BEGIN RECORDS FOR THIS TASK

Issue #1740, opened 2026-09-18
Avoid forwarding the client cert from Envoy to ext_proc through a header


haiyanmeng:
Currently, Envoy forwards the client certificate to ext_proc through the `x-forwarded-client-cert` header. 

- `atunnel` sends a bare `CONNECT` request to the egress gateway. The request has `Method`, `URL`, and `Host` and no `Header` map at all.
- The egress filter chain sets `forward_client_cert_details: SANITIZE_SET`, so whatever a client sends under this name is discarded and replaced by Envoy's own value.

We should avoid forwarding the client cert from Envoy to ext_proc through a header. The separation of `trusted data from Envoy` from `potential user-supplied data` makes it easier to prove the system is secure. 

cc @ahmedtd  @bowei

swiftdiaries:
I'll have some time today after the egress call to work on this. 
Not sure if I can do /assign @swiftdiaries ?

haiyanmeng:
Thanks for picking this up, @swiftdiaries . I assigned it to you.

PR #1758, opened 2026-09-19
Preserve peer certificate chains for egress authentication

swiftdiaries:
## Context
Addresses the egress certificate authentication issue in #1740.

## Changes
Pass the peer certificate chain through private Envoy metadata and use it for actor authentication.

```mermaid
flowchart LR
  subgraph Before
    A1["Actor / atunnel mTLS CONNECT"] --> E1["Envoy validates peer certificate"]
    E1 --> X["SANITIZE_SET writes Envoy-produced XFCC"]
    X --> P1["ext_proc / atenet parses XFCC"]
    P1 --> V1["Go verifies chain and extracts ActorIdentity"]
  end
  subgraph After
    A2["Actor / atunnel mTLS CONNECT"] --> E2["Envoy validates peer certificate"]
    E2 --> L["Lua reads downstreamSslConnection full chain"]
    L --> M["Private stream metadata: dev.ate.egress.peer_certificate"]
    M --> P2["ext_proc metadata_context"]
    P2 --> V2["Go decodes, verifies chain, extracts ActorIdentity"]
  end
  V1 --> G["GetActor UID and RUNNING check"]
  V2 --> G
  G --> Q["Egress policy"]
```

The previous XFCC value was Envoy-produced and sanitized. Private metadata removes the certificate from ordinary-header visibility and propagation, and removes XFCC parsing from atenet.

## Validation
`make verify` passed locally. VM non-root unit-race and apitool-race, root-race, and Envoy E2E on gVisor and microVM passed, including auth, leaf-only mutation/restoration, and MITM. AgentGateway E2E remains unverified.


cmd/atenet/internal/router/egress/egress.go
```diff
@@ -321,22 +309,26 @@ func (h *Handler) validateActor(ctx context.Context, identity *substratex509.Act
 // on the request into a verified ActorIdentity, or an error describing why it
 // cannot be trusted.
 func (h *Handler) authenticateActorCertificate(md *extproc.RequestMetadata) (*substratex509.ActorIdentity, error) {
+	if peer, present := md.DynamicMetadata[envoyClientCertificateMetadataNamespace]; present {
```
swiftdiaries: Review note:
With the changes in this PR: Envoy sends the full peer certificate chain through private dynamic metadata. AgentGateway sends one peer certificate in `source.certificate`. Do we want to make this explicit and not implicit?

And I wanted to check if the intended flow, decision ladder works:
- If the Envoy metadata namespace is present, `atenet` must use that certificate chain.
- If the chain is empty or invalid, `atenet` must deny the CONNECT request.
- `atenet` must not fall back to `source.certificate` after it finds the Envoy namespace.

cc @ahmedtd @bowei @keithmattix (for the agentgateway parts)

PR #1759, opened 2026-09-19
glutton: replace stuck actors on resume/hibernate failure

chw120:
## Summary
Replace broken/stuck `gluttonActor` instances in place when `resume()` or `hibernate()` fails during benchmark iterations.

## Problem
When `SuspendActor` fails (e.g., due to transient GCS `ResourceExhausted` errors during cold-bucket ramp-up), `ate-api-server` can leave the actor permanently stuck in `ACTOR_STATE_SUSPENDING`. 

Previously, `gluttonUser` kept the broken `gluttonActor` in its `u.actors` slice for the remainder of the benchmark run:
- `hibernate()` ignored `SuspendActor` / `PauseActor` errors.
- Subsequent `ResumeActor` calls against that slot repeatedly failed with `got: ACTOR_STATE_SUSPENDING` for the rest of the test, reducing effective concurrency and generating continuous failure noise.

## Solution
- Have `hibernate()`, `pause()`, and `suspend()` return `bool` indicating whether the operation succeeded.
- Add `(*gluttonUser).replaceActor(ctx, broken)` to delete the broken actor (`AnyState: true`) and replace its slot in `u.actors` with a freshly created actor (`sb-<uuid>`).
- Invoke `user.replaceActor(ctx, actor)` in `iterate()` when either `actor.resume(ctx)` or `actor.hibernate(ctx)` fails.
- Add unit test coverage in `lifecycle_test.go` (`TestGluttonIterate_ReplacesActorOnResumeFailure`).

- [x] Tests pass


internal/benchmarking/boomer/glutton/lifecycle.go
```diff
@@ -408,32 +435,33 @@ func isConcurrentUpdateConflict(err error) bool {
...
-	_ = u.tracedCall(ctx, "PauseActor", func(callCtx context.Context, tr *metadata.MD) error {
+func (u *gluttonActor) pause(ctx context.Context) bool {
+	err := u.tracedCall(ctx, "PauseActor", func(callCtx context.Context, tr *metadata.MD) error {
 		_, err := u.cfg.APIStub.PauseActor(callCtx, &ateapipb.PauseActorRequest{
 			Actor: u.ref(),
 		}, grpc.Trailer(tr))
 		return err
 	})
 	u.actorRunning = false
+	return err == nil
```
maxsmythe, line 453: Do we know that all errors are non-recoverable?

maxsmythe (commented):
One comment about whether we need more complex error classification, otherwise LGTM

internal/benchmarking/boomer/glutton/lifecycle.go
chw120: Good question. Nope. Updated the PR to classifiy on — replaceNow for NotFound/DataLoss/FailedPrecondition/crashed, retryLater for the cluster-wide and misconfigured-run codes, and anything unrecognized counts toward a 3-strikes replacement. WDYT?

maxsmythe (approved):
LGTM

internal/benchmarking/boomer/glutton/lifecycle.go
maxsmythe: I like it! This is the kind of thing that I think we should probably turn into a library to share across tests.

Issue #66, opened 2023-03-11
More Plugins To Be Added


luxus:
```lua
  {
    "b0o/incline.nvim",
    event = "User AstroFile",
    opts = { hide = { focused_win = true } },
  },
  ```

```lua
  { "lvimuser/lsp-inlayhints.nvim", event = "LspAttach", config = true },
```
```lua
{ "dpayne/CodeGPT.nvim", cmd = "Chat" },
```
```lua
  { "mrjones2014/op.nvim", build = "make install", opts = {} },
```

   ```lua 
    {
    "lukas-reineke/headlines.nvim",
    dependencies = "nvim-treesitter/nvim-treesitter",
    ft = "markdown",
    opts = {},
  },
  ```
  ```lua
  {
    "nvim-zh/colorful-winsep.nvim",
    event = { "WinNew" },
    opts = {},
  }, 
 ```
some plugins maybe someone wanna add 
edit: i removed the plugins that got added

0xricksanchez:
@luxus There's already a minimal `portal` implementation (from yourself in #35 :D) and I added a `grapple` feat in #139, guess that can be deleted from here?

luxus:
Thanks for the reminder :)

luxus:
i guess the plugins left are not that interesting, so i will close this

PR #154, opened 2023-04-18
feat(lsp): add inc-rename

0xricksanchez:
Added this one a while back and saw that its mentioned in #66. 
Not using this plugin much anymore as all my LSPs support renaming nowadays.


luxus:
didn't know that this is covered by lsp by now
maybe this is not necessary at all?
does it rename the stuff live?

0xricksanchez:
For example, this is what rust_analyzer seems to offer me via `<leader>lr` (Rename current symbol).

image

This doesn't seem to work for cases where the attached LS doesn't offer this, so if I e.g. have a `.json` file with all these attached: `jsonls`, `jsonlint`, `jq` ... I don't get the option. 
So, This may still be a nice complementary plugin to have for some cases/languages… And yes, it offers a "live-preview" as in it highlights all occurrences and updates them live when you change the symbol name.

If we wanna add this, maybe changing this to `<leader>lR` might be a good default fit then

Uzaaft:
IncRename works hand in hand with the LSP guys.

Uzaaft:
So imho, if  you're using IncRename, you WANT it to override the <leader>lr binding.

0xricksanchez:
Then I guess the PR does exactly what we want?

Uzaaft:
Yes, LGTM 🚀

Uzaaft (approved):

luxus (approved):

luxus (changes requested):
can u please change the folder to lsp
see http://neovimcraft.com/plugin/smjonas/inc-rename.nvim/index.html

luxus (approved):

PR #161, opened 2023-04-24
feat(colorscheme): add monokai-pro

bernwo:
Adds the [`monokai-pro`](https://github.com/loctvl842/monokai-pro.nvim) colorscheme.

### DIFF
--- a/lua/astrocommunity/colorscheme/monokai-pro/README.md
+++ b/lua/astrocommunity/colorscheme/monokai-pro/README.md
@@ -4,12 +4,12 @@
 
 A professional theme for neovim. The following filters are available:
 
-- `pro`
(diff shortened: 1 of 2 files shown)


bernwo:
This PR is ready for review. @luxus or anyone

Uzaaft:
LGTM. Just a question: Why  not just use the default options for the setup? I.e just doing something like:

```lua
return {
    "loctvl842/monokai-pro.nvim", 
      opts = {}
```

mehalter (changes requested):
Please use the `opts` table rather than `config` function with a `setup` call

mehalter (approved):
moved to the `opts` notation. LGTM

END RECORDS FOR THIS TASK

Would you please transcribe the lines above exactly, starting with the first line of the material and ending with the line that has "map at all."?

Issue #1740, opened 2026-09-18
Avoid forwarding the client cert from Envoy to ext_proc through a header


haiyanmeng:
Currently, Envoy forwards the client certificate to ext_proc through the `x-forwarded-client-cert` header. 

- `atunnel` sends a bare `CONNECT` request to the egress gateway. The request has `Method`, `URL`, and `Host` and no `Header` map at all.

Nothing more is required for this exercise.